(Dataset entries Opens)

Issue #4574, opened 2026-08-19
`posthog-react-native/expo`: fix iOS dSYM build ordering and EAS versions


Joezo:
## Bug description

i think the `posthog-react-native/expo` plugin has two bugs around iOS symbol uploads

### the dSYM upload can run before the app dSYM is ready

i hit this during an EAS archive:

```text
ExampleApp.app.dSYM/Contents/Resources/DWARF/ExampleApp: The file was not recognized as a valid object file
```

the generated PostHog Xcode phase doesn't have an input dependency on the app's dSYM executable, so Xcode can run it before the dSYM has finished being generated

adding this as an input path fixed the build:

```text
$(DWARF_DSYM_FOLDER_PATH)/$(DWARF_DSYM_FILE_NAME)/Contents/Resources/DWARF/$(EXECUTABLE_NAME)
```

this is also the input path in PostHog's manual iOS setup docs, so i'm wondering if the Expo plugin has just missed adding it?

### the symbols can be uploaded against the wrong version

once the build worked, the symbols uploaded successfully, but they ended up under the wrong release in PostHog

the actual archive was version `2.10.0 (154)`, but the Hermes source map and native symbols were attached to:

```text
com.example.app@1.0+1
```

rather than:

```text
com.example.app@2.10.0+154
```

it looks like the upload scripts use `MARKETING_VERSION` and `CURRENT_PROJECT_VERSION`. With Expo prebuild these can still be the generated Xcode defaults, `1.0` and `1`, even though EAS remote versioning has written the real version and build number into the app's Info.plist

so the upload works, but the symbols are attached to a release that doesn't match the shipped app

## How to reproduce

1. set up an Expo app with `posthog-react-native` and enable iOS source map/dSYM uploads through the `posthog-react-native/expo` plugin
2. set `appVersionSource` to `remote` in `eas.json` and use `autoIncrement: true` for the iOS build profile
3. run an EAS iOS archive build with the PostHog upload credentials configured
4. the build can fail in the PostHog dSYM phase because the app dSYM isn't a valid object file yet
5. if it completes, check the release in PostHog. The symbols can be uploaded under the generated Xcode version, `1.0+1`, instead of the version in the archive

## Related sub-libraries

- [ ] All of them
- [ ] posthog-js (web)
- [ ] posthog-js-lite (web lite)
- [ ] posthog-node
- [x] posthog-react-native
- [ ] @posthog/react
- [ ] @posthog/ai
- [ ] @posthog/convex
[...]

PR #4602, opened 2026-08-22
fix(react-native): use EAS versions for iOS source maps

marandaneto:
## Problem

Expo and EAS can write the shipped iOS version and build number to the source Info.plist without updating `MARKETING_VERSION` or `CURRENT_PROJECT_VERSION`. PostHog then uploads Hermes source maps under a different release from the one reported by the native SDK.

This is the React Native part of #4574. Native dSYM readiness and native release version handling shipped in posthog-ios 3.69.10 through [PostHog/posthog-ios#776](https://github.com/PostHog/posthog-ios/pull/776). The React Native plugin now requires that version through [PostHog/posthog-js#4624](https://github.com/PostHog/posthog-js/pull/4624).

## Changes

- Read `CFBundleShortVersionString` and `CFBundleVersion` from the source `INFOPLIST_FILE` when uploading Hermes source maps.
- Resolve literal, custom, and compound Xcode build-setting references from the plist.
- Keep the existing Xcode version settings when plist values are missing, unresolved, or C-preprocessed.
- Pass posthog-cli arguments as Bash arrays so release values and file paths retain their argument boundaries.
- Require `@posthog/react-native-plugin` 2.4.2 or later when the optional native plugin is installed.
- Update the Expo 57 example to use the same minimum plugin version.
- Add regression tests for version resolution and fallback behavior.

### Libraries affected

- [ ] All of them
- [ ] posthog-js (web)
- [ ] posthog-node
- [x] posthog-react-native
- [ ] @posthog/react
- [ ] @posthog/ai
- [ ] @posthog/convex
- [ ] @posthog/next
- [ ] @posthog/nextjs-config
- [ ] @posthog/nuxt
- [ ] @posthog/rollup-plugin
- [ ] @posthog/webpack-plugin
- [ ] @posthog/types
- [ ] @posthog/browser-common

## Checklist

- [x] Tests for new code

### If releasing new changes

## 🤖 Agent context

Pi implemented and tested the change. Native dSYM handling lives in the shared posthog-ios upload script so native iOS and React Native builds use the same behavior. Shared Info.plist handling in posthog-cli is tracked in [PostHog/posthog#87775](https://github.com/PostHog/posthog/issues/87775).


packages/react-native/tooling/posthog-xcode.sh
```diff
@@ -127,16 +127,51 @@ fi
 # mimics how the file is defined in node_modules/react-native/scripts/react-native-xcode.sh (PACKAGER_SOURCEMAP_FILE)
 SOURCEMAP_PACKAGER_FILE="$CONFIGURATION_BUILD_DIR/$SOURCEMAP_NAME"
 
-# Pass release info from Xcode build settings when available
+# Expo EAS remote versioning writes the release version to the source Info.plist
```
turnipdabeets: [suggestion] The runtime reads these two keys straight off the built bundle (`PostHogContext.swift` -> `Bundle.main.infoDictionary`), so the contract this needs to hold is "match what the SDK reports", not "match the build settings". Could the comment say that instead? It's the part that stays true, and it makes the custom-substitution case (a plist holding `$(APP_VERSION)`, which greptile flagged on #4618) a visible gap rather than something this and posthog-ios#776 get identically wrong.

packages/react-native/tooling/posthog-xcode.sh
```diff
@@ -127,16 +127,51 @@ fi
...
+resolve_posthog_ios_release_info
+
 CLI_RELEASE_ARGS=""
 if [ -n "${PRODUCT_BUNDLE_IDENTIFIER}" ]; then
   CLI_RELEASE_ARGS="$CLI_RELEASE_ARGS --release-name $PRODUCT_BUNDLE_IDENTIFIER"
 fi
-if [ -n "${MARKETING_VERSION}" ]; then
-  CLI_RELEASE_ARGS="$CLI_RELEASE_ARGS --release-version $MARKETING_VERSION"
+if [ -n "${POSTHOG_RELEASE_VERSION}" ]; then
+  CLI_RELEASE_ARGS="$CLI_RELEASE_ARGS --release-version $POSTHOG_RELEASE_VERSION"
```
turnipdabeets: [nit] `$POSTHOG_RELEASE_VERSION` gets word-split when `CLI_RELEASE_ARGS` is interpolated into the `/bin/sh -c` calls below — same exposure `MARKETING_VERSION` already had, but the value now comes from arbitrary plist content rather than a build setting. Version strings are constrained enough in practice that I wouldn't block on it, just flagging.

.changeset/fix-expo-ios-symbol-upload.md
```diff
@@ -0,0 +1,5 @@
+---
+'posthog-react-native': patch
+---
+
+Use EAS-managed iOS versions from the source Info.plist when uploading Hermes source maps.
```
turnipdabeets: [suggestion] Until posthog-ios#776 ships and people bump the pod, Hermes source maps will land on `2.10.0+154` while native dSYMs still land on `1.0+1` — better than today, but a confusing split if you're looking at one release. Worth naming the posthog-ios version floor here so it isn't a surprise?

packages/react-native/tooling/posthog-xcode.sh
```diff
@@ -127,16 +127,51 @@ fi
 # mimics how the file is defined in node_modules/react-native/scripts/react-native-xcode.sh (PACKAGER_SOURCEMAP_FILE)
 SOURCEMAP_PACKAGER_FILE="$CONFIGURATION_BUILD_DIR/$SOURCEMAP_NAME"
 
-# Pass release info from Xcode build settings when available
+# Expo EAS remote versioning writes the release version to the source Info.plist
+# without necessarily updating MARKETING_VERSION or CURRENT_PROJECT_VERSION.
+resolve_posthog_ios_release_info() {
```
turnipdabeets: [question] This resolver now exists here and in posthog-ios#776's `upload-symbols.sh`, with no shared source. Would `--info-plist` on posthog-cli be the real home for it? It already owns these semantics (`--build`'s help text says "CFBundleVersion on iOS"), and then both scripts just pass a path instead of each keeping their own copy. Not for this PR, but worth an issue if you agree.

packages/react-native/tooling/posthog-xcode.sh
turnipdabeets: [suggestion] The runtime reads these two keys straight off the built bundle (`PostHogContext.swift` -> `Bundle.main.infoDictionary`), so the contract this needs to hold is "match what the SDK reports", not "match the build settings". Could the comment say that instead? It's the part that stays true, and it makes the custom-substitution case (a plist holding `$(APP_VERSION)`, which greptile flagged on #4618) a visible gap rather than something this and posthog-ios#776 get identically wrong.

packages/react-native/tooling/posthog-xcode.sh
turnipdabeets: [nit] `$POSTHOG_RELEASE_VERSION` gets word-split when `CLI_RELEASE_ARGS` is interpolated into the `/bin/sh -c` calls below — same exposure `MARKETING_VERSION` already had, but the value now comes from arbitrary plist content rather than a build setting. Version strings are constrained enough in practice that I wouldn't block on it, just flagging.

.changeset/fix-expo-ios-symbol-upload.md
turnipdabeets: [suggestion] Native dSYMs get their version from `upload-symbols.sh` in the installed pod, so an app with `PostHog` pinned at 3.69.2 in its lockfile keeps uploading dSYMs under `1.0+1` while these source maps move to the real version — a confusing split to look at on one release. Could the changeset name the posthog-ios floor that carries the matching fix (PostHog/posthog-ios#776)?

packages/react-native/tooling/posthog-xcode.sh
turnipdabeets, line 132: [question] This resolver now exists here and in posthog-ios#776's `upload-symbols.sh`, with no shared source. Would `--info-plist` on posthog-cli be the real home for it? It already owns these semantics (`--build`'s help text says "CFBundleVersion on iOS"), and then both scripts just pass a path instead of each keeping their own copy. Not for this PR, but worth an issue if you agree.

turnipdabeets (approved):

packages/react-native/tooling/posthog-xcode.sh
marandaneto: Fixed in 933e62eb0. The comment now states that source maps must match the values reported by the native runtime, and the resolver supports custom and compound Xcode build settings.

packages/react-native/tooling/posthog-xcode.sh
marandaneto: Agreed. I opened PostHog/posthog#87775 to track an `--info-plist` option in posthog-cli so both wrappers can eventually share these semantics.

packages/react-native/tooling/posthog-xcode.sh
marandaneto: Fixed in 933e62eb0. Release, upload, and path arguments now use Bash arrays so values retain their argument boundaries.

.changeset/fix-expo-ios-symbol-upload.md
marandaneto: Updated in 933e62eb0. The changeset now names posthog-ios 3.69.10 as the native dSYM attribution floor and references PostHog/posthog-ios#776.

packages/react-native/tooling/posthog-xcode.sh
marandaneto: Updated in 933e62eb0. The comment now describes matching the values reported by the native runtime, and the resolver handles literal, custom, and compound build-setting values from Info.plist.

packages/react-native/tooling/posthog-xcode.sh
marandaneto: Fixed in ca90402e0. Release and upload options are now Bash arrays, and the CLI is invoked directly with quoted array expansion so values and paths retain their argument boundaries.

.changeset/fix-expo-ios-symbol-upload.md
marandaneto: Updated in ca90402e0. The changeset now states that matching native dSYM attribution requires posthog-ios 3.69.10 or later and links PostHog/posthog-ios#776.

packages/react-native/tooling/posthog-xcode.sh
marandaneto: Agreed. Centralizing this contract in posthog-cli would remove the duplicate shell implementations. I opened PostHog/posthog#87775 to track an `--info-plist` option and the precedence rules for explicit release arguments.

(Dataset entries Closes)

Assignment =>
Take the lines from the first line of the records through the line holding "adding this as", both included, and please reproduce them exactly with nothing added.

Your response =>
Issue #4574, opened 2026-08-19
`posthog-react-native/expo`: fix iOS dSYM build ordering and EAS versions


Joezo:
## Bug description

i think the `posthog-react-native/expo` plugin has two bugs around iOS symbol uploads

### the dSYM upload can run before the app dSYM is ready

i hit this during an EAS archive:

```text
ExampleApp.app.dSYM/Contents/Resources/DWARF/ExampleApp: The file was not recognized as a valid object file
```

the generated PostHog Xcode phase doesn't have an input dependency on the app's dSYM executable, so Xcode can run it before the dSYM has finished being generated

adding this as an input path fixed the build:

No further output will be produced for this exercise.